**Exercise**
Begin at the line containing "For now, I put" and end at the final line of the entries. Please reproduce those lines exactly.

**Material for this exercise**
PR #476, opened 2024-01-03
drop archived issue templates

### LINKED ISSUE #451: extract product update details from issue templates
we recently archived all issue templates that were specific to a product. but those markdown files have details on source data that's worth preserving in an accessible place

will likely copy those details to the relevant wiki pages or README files

damonmcc:
resolves #451 

For now, I put the product update details in their README files rather than their wiki pages

Will squash these commits before merging to main


fvankrieken:
Seems good - I would say that we should strive to update these readmes in this go around (so @sf-dcp refresh the facdb readme during this build, I'll refresh the devdb one, @alexrichey pluto)

fvankrieken (approved):

damonmcc:
@fvankrieken moved the data library readme to the right place and dropped most of it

**Finished exercise**
For now, I put the product update details in their README files rather than their wiki pages

Will squash these commits before merging to main


fvankrieken:
Seems good - I would say that we should strive to update these readmes in this go around (so @sf-dcp refresh the facdb readme during this build, I'll refresh the devdb one, @alexrichey pluto)

fvankrieken (approved):

damonmcc:
@fvankrieken moved the data library readme to the right place and dropped most of it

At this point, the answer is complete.